Beyond Guilt: Legal Judgment Prediction with Trichotomous Reasoning
Kepu Zhang, Haoyue Yang, Xu Tang, Weijie Yu, Jun Xu
TL;DR
The paper tackles the gap in legal judgment prediction by introducing LJPIV, a benchmark that incorporates innocent verdicts and enables trichotomous reasoning across elements of the offense, unlawfulness, and culpability. It develops a three-stage data augmentation pipeline—sentence extraction, grounds-for-justification injection via retrieval-augmented generation, and rigorous quality verification—to produce not-guilty labeled data across three datasets, followed by two avenues for trichotomous reasoning: a prompt-based method and a LoRA-finetuning approach.

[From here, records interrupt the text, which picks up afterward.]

PR #201, opened 2018-07-24
Optional: remove useless specialization for optional_storage<>

Wawha:
optional_storage<> have a specialization for type which have a destructor. But all other function/code is the same, so there is too much duplicate code.

We can just use eastl::is_trivially_destructible_v<T> to know if destructor must be called or not.
Due to compiler optimization with compile time condition inside the "if", the exact same code should be generated in release with this implementation.

### DIFF
--- a/include/EASTL/optional.h
+++ b/include/EASTL/optional.h
@@ -76,7 +76,7 @@ namespace eastl
 		///////////////////////////////////////////////////////////////////////////////
 		/// optional_storage
 		///
-		template<typename T, bool IsTriviallyDestructible = eastl::is_trivially_destructible_v<T>>
+		template<typename T>
 		struct optional_storage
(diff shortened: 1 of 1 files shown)


Wawha:
Indeed, it's not the same as if constexpr, but why this implementation, e.g. for native type, you will have a code like this:
			inline ~optional_storage()
			{
				if(false)
				{
					if(engaged)
						destruct_value();
				}
			}

So the compiler will be able to optimize the code and remove the whole code, no? It should generate the same code, in release, as the code with specialization, no?

rparolin:
It disables other optimizations via type inspection for triviality.  That's
why your change broke via the test static asserts.

Wawha:
ok, I close the pull request

PR #202, opened 2018-07-26
Added a new benchmark to better measure the performance of sorting small sub-arrays.

dave-cope:
Rationale: small sub-array performance is important because often efficient algorithms such as merge sort and quick sort will revert to using a simple sorting algorithm for small sub-arrays since they are quite often faster for small arrays.

In addition, the CompareSortPerformance function was slightly modified
so that assignment and comparison counts were recorded for the best
performance run of a test instead of the last run.  Some global variables being referenced were also moved into the body of the function.

### DIFF
--- a/benchmark/source/BenchmarkSort.cpp
+++ b/benchmark/source/BenchmarkSort.cpp
@@ -440,11 +440,6 @@ namespace
 } // namespace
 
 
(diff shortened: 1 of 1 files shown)


rparolin:
Thanks for the PR!

PR #203, opened 2018-08-13
Apply usage of compressed_pair to tuple_vector for empty allocators

CypherSignal:
As suggested here: https://github.com/electronicarts/EASTL/pull/197#discussion_r209438768  This puts the mDataSize member of tuple_vector (used to track how large t_v's allocation itself is) and the mAllocator together into a compressed_pair


rparolin:
Awesome!  Thanks for PR!

Issue #204, opened 2018-08-13
Implement initializer_list support for tuple_vector


CypherSignal:
Expected support should mimic std::vector's interface. That is, the following functions should be added to tuple_vector:

```
tuple_vector<Ts...>(std::initializer_list<value_tuple> iList)
operator=(std::initializer_list<value_tuple> iList)
void assign(std::initializer_list<value_tuple> iList)
const_iterator insert(const_iterator pos, std::initializer_list<value_tuple> iList)
```

CypherSignal:
Work on this is proceeding in https://github.com/CypherSignal/EASTL/tree/tuple_vec-initlist 

A first interface implementation and test-cases are committed already: https://github.com/CypherSignal/EASTL/commit/5facb9b307c2d3292e6ef41f3fbc07edfbf7c818

Besides the functions above, the following have been added as a corollary, since they probably make some sense to have anyway:

```
tuple_vector<Ts...>(const value_tuple* begin, const value_tuple* end)
void assign(const value_tuple* begin, const value_tuple* end)
const_iterator insert(const_iterator pos, const value_tuple* begin, const value_tuple* end)
```

These would allow a developer to more easily insert/assign an array of tuples into tuple_vector instead of doing so one-at-a-time w/ insert or push_back.

There is one issue seen early on, though, with the setup of the initializer_list: because tuple's construction via copy-list-initialization requires explicit use of the constructor, resulting in the init-lists looking like this, more-or-less:

```
			tuple_vector<bool, TestObject, float> testVec;
			tuple<bool, TestObject, float> testTup;

			testTup = tuple<bool, TestObject, float>(true, TestObject(3), 3.0f);
			testVec.insert(testVec.begin(), { 
				tuple<bool, TestObject, float>{true, TestObject(3), 3.0f},
				tuple<bool, TestObject, float>{true, TestObject(3), 3.0f}
				testTup,
				});
```

...that is, for any statically defined tuple, the type of the tuple has to be provided for each initializer. I haven't thought too much about it so far, and maybe there's a way out of this that would involve changing exactly what the initializer_list that is accepted is, but nothing's leaping to mind yet.

CypherSignal:
[...]

PR #205, opened 2018-08-14
Adding initializer_list support to tuple_vector (and support for _conditionally_ explicit support for tuple copy/move ctor)

CypherSignal:
This PR resolves "issue"/task https://github.com/electronicarts/EASTL/issues/204 by adding initializer list support to tuple_vector. This includes the following:

- Implementations for the following functions:
```
tuple_vector<Ts...>(std::initializer_list<value_tuple> iList)
operator=(std::initializer_list<value_tuple> iList)
void assign(std::initializer_list<value_tuple> iList)
const_iterator insert(const_iterator pos, std::initializer_list<value_tuple> iList)
```
- ...which are actually all implemented over the following functions, which may be usable for conversion of, say, vectors of tuples into tuple_vectors 😉
```
tuple_vector<Ts...>(const value_tuple* begin, const value_tuple* end)
void assign(const value_tuple* begin, const value_tuple* end)
const_iterator insert(const_iterator pos, const value_tuple* begin, const value_tuple* end)
```
- Tuple construction is now conditionally explicit (as per a small cpp17 change), i.e. an implicit constructor is utilized if all of the types provided for construction are an exact match for the tuple's definition

Note that this change is independent of https://github.com/electronicarts/EASTL/pull/203 and there *will* be a conflict if a merge is attempted. After this one or https://github.com/electronicarts/EASTL/pull/203 are merged, the other will have to be fixed up due to the new ctors here still referencing the non-compressed-pair version of mAllocator.

### DIFF
--- a/include/EASTL/bonus/fixed_tuple_vector.h
+++ b/include/EASTL/bonus/fixed_tuple_vector.h
@@ -134,7 +134,7 @@ public:
 		const overflow_allocator_type& allocator = EASTL_FIXED_TUPLE_VECTOR_DEFAULT_ALLOCATOR)
 		: base_type(fixed_allocator_type(mBuffer.buffer, allocator), mBuffer.buffer, nodeCount, fixed_allocator_type::kNodeSize)
 	{
-		base_type::DoInitFromTupleArray(iList.begin(), iList.end());
+		base_type::DoInitFromTupleArray(first, last);
 	}
 
 	fixed_tuple_vector(std::initializer_list<typename base_type::value_tuple> iList,
--- a/include/EASTL/bonus/fixed_tuple_vector.h
+++ b/include/EASTL/bonus/fixed_tuple_vector.h
@@ -130,6 +130,20 @@ public:
 		base_type::DoInitFillTuple(n, tup);
 	}
 
+	fixed_tuple_vector(const typename base_type::value_tuple* first, const typename base_type::value_tuple* last,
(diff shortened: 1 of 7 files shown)


CypherSignal:
I'm going to have to come back to and redo the new constructors on tuple. It'll be a couple days until I get around to it.

CypherSignal:
This PR also includes an extra test-case showing an example of code that previously failed without conditionally-explicit ctors: https://github.com/electronicarts/EASTL/blob/96cf7c3c3f405f188eb3b507f22930ce945486f9/test/source/TestTuple.cpp#L451

Also, a few lines below, it has an example block of code that should _continue to fail_ even with conditionally-explicit behaviour, but would work with the incorrect fully implicit behaviour.

rparolin:
Vs2015 still has errors

CypherSignal:
See https://github.com/electronicarts/EASTL/issues/204#issuecomment-414449207 regarding VS2015 errors.

CypherSignal:
Say, will you mind the "doc/EASTL changes.md" file staying in? I think it got in because I based the branch off of the wrong(?) commit for the 3.12.01 release. I can remove it if you want no problem, just trying to figure out what happened to it, and if its presence is intentional or not.

CypherSignal:
Pushing branch with commits all rebased to the current electronicarts:master branch, 98a5a7bd1365668fc7ad792184b97473e0d42ea9 ...

rparolin:
Finally got this across the finish line.  Thank you for your work.

PR #207, opened 2018-08-15
Fix for incorrect or missing platform defines.

ttshughes:
Previous setup for android platform defines incorrectly selects normal arm builds type incorrectly on 64bit builds. Also added missing nnx platform defines.


rparolin:
Sorry.  We don’t have permission from Nintendo to include your submission in the open source EASTL repository at this time.

PR #212, opened 2018-09-11
Fixing problem where eastl::partition on tuple_vector could not compile due to missing swap on eastl::tuple&&

CypherSignal:


CypherSignal:
I'm not sure what the unit-test failure in mingw_64 is about (failing on misc. string activity?). The change should not affect that in any way. Could it be a spurious error that needs a re-run?

rparolin:
Maybe Travis upgraded the default compiler in their image.  That was the cause last time this happened

rparolin:
That's indeed what happened.  The MingGW GCC version went from 7.3.0 -> 8.2.0.
Sorry, I haven't had time lately to look at it.   But it needs to be resolved before I let any PRs in.

rparolin:
Thanks for the PR!  Apologies for the delay in response.

PR #215, opened 2018-09-21
Fixing issue where tuple_vector::operator= for init-list was not used/compiled

CypherSignal:
This was not previously not an issue because the operator= for rvalue-ref of tuple was being invoked implicitly.

This was noticed because tuple_vector::operator=(std::initializer_list<value_tuple> iList) should not have been able to compile. "Assign" for init-list was still being called by other unit-tests, though.


rparolin:

PR #216, opened 2018-09-24
Optimized the implementation of 'merge' to avoid the overhead of calling copy twice (when only one copy has non-zero length).

dave-cope:
This is a fairly minor change, but it gives ~6.5% reduction in time to run the merge_sort/merge_sort_buffer benchmarks on my tests (using MSVC release builds on PC).  The change makes sure that eastl::copy is only invoked once.  Previously copy was called twice even though one of the copies has zero length.  However, this 0 length copy may still have overhead (e.g. calling a non-inline memmove with zero length).

### DIFF
--- a/benchmark/source/BenchmarkAlgorithm.cpp
+++ b/benchmark/source/BenchmarkAlgorithm.cpp
@@ -446,6 +446,23 @@ namespace
 		sprintf(Benchmark::gScratchBuffer, "%p", &*first);
 	}
 
+	template <typename Iterator>
+	void TestMergeStd(EA::StdC::Stopwatch& stopwatch, Iterator firstIn1, Iterator lastIn1, Iterator firstIn2, Iterator lastIn2, Iterator out)
+	{
+		stopwatch.Restart();
+		std::merge(firstIn1, lastIn1, firstIn2, lastIn2, out);
+		stopwatch.Stop();
+		sprintf(Benchmark::gScratchBuffer, "%p", &*out);
+	}
+
+	template <typename Iterator>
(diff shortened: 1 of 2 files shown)


dave-cope:
CI reported one failure, which seems unrelated to the change,

dave-cope:
I have also added some benchmarks to this merge request.  Although the benchmark won't measure the performance impact of the code change (the merge sort benchmark should show improvement though).

benchmark/source/BenchmarkAlgorithm.cpp
```diff
@@ -1106,7 +1123,111 @@ void BenchmarkAlgorithm7(EASTLTest_Rand& /*rng*/, EA::StdC::Stopwatch& stopwatch
...
+		},
+		{
+			"algorithm/merge/vector<TestObject> (unpred)",
+			"algorithm/merge/vector<TestObject> (pred)",
+		},
+	};
+
+	for (int pattern = 0; pattern < 2; pattern++)
+	{
+		if (pattern == 0)
```
rparolin: Consider using an enum or const values express the intent of the pass.

include/EASTL/sort.h
```diff
@@ -191,7 +191,14 @@ namespace eastl
 			++result;
 		}
 
-		return eastl::copy(first2, last2, eastl::copy(first1, last1, result));
+		if (first1 == last1)
```
rparolin: Add an additional comment here so the code doesn't get reverted under future maintenance.

dave-cope: Added!

rparolin:
Thanks for the PR!

PR #221, opened 2018-10-12
system_error.h

theryee:
I noticed that this header was implemented... is this something that you'd want a full implementation for? (This PR only implements the enum class errc)


rparolin:
Hi.  We don't implement this header because it relies on platform specific implementation details.  Unless there is a compelling reason I'd avoid implementing and would just use the implementation provided by the platform.

PR #2757, opened 2019-02-04
warnings related getvec2, dxf_cross and dxf_dim

MichaelPFrey:
based on #2575 

- rotate_extrude
- linear_extrude
- lookup
- dxf_cross
- dxf_dim


src/dxfdim.cc
```diff
@@ -60,13 +61,24 @@ ValuePtr builtin_dxf_dim(const Context *ctx, const EvalContext *evalctx)
 		ValuePtr n = evalctx->getArgName(i);
 		ValuePtr v = evalctx->getArgValue(i);
 		if (evalctx->getArgName(i) == "file") {
-			filename = lookup_file(v->toString(), 
+			rawFilename = v->toString();
+			filename = lookup_file(rawFilename, 
 			evalctx->documentPath(), ctx->documentPath());
```
MichaelPFrey: add warning, when a named parameter is supplied more then once (applies to other places here as well)

MichaelPFrey: I move that to an other to do list

PR #2758, opened 2019-02-05
Update cmake main build to work with lib3mf, Printing dialog.

thehans:
Also clean up and relocate some duplicated .cmake files between `tests/` and `cmake/Modules/`


kintel:
Looks good! We should spin up a cmake CI somewhere..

Experiments show current legal LLMs struggle with innocence, while the proposed strategies improve both in-domain and cross-domain performance, especially for innocent verdicts. The work provides a practical dataset and methodological framework to advance legally-informed AI for civil-law contexts and highlights the need for explicit innocence reasoning in deployed legal NLP systems.
Abstract
In legal practice, judges apply the trichotomous dogmatics of criminal law, sequentially assessing the elements of the offense, unlawfulness, and culpability to determine whether an individual's conduct constitutes a crime. Although current legal large language models (LLMs) show promising accuracy in judgment prediction, they lack trichotomous reasoning capabilities due to the absence of an appropriate benchmark dataset, preventing them from predicting innocent outcomes. As a result, every input is automatically assigned a charge, limiting their practical utility in legal contexts. To bridge this gap, we introduce LJPIV, the first benchmark dataset for Legal Judgment Prediction with Innocent Verdicts. Adhering to the trichotomous dogmatics, we extend three widely-used legal datasets through LLM-based augmentation and manual verification. Our experiments with state-of-the-art legal LLMs and novel strategies that integrate trichotomous reasoning into zero-shot prompting and fine-tuning reveal: (1) current legal LLMs have significant room for improvement, with even the best models achieving an F1 score of less than 0.3 on LJPIV; and (2) our strategies notably enhance both in-domain and cross-domain judgment prediction accuracy, especially for cases resulting in an innocent verdict.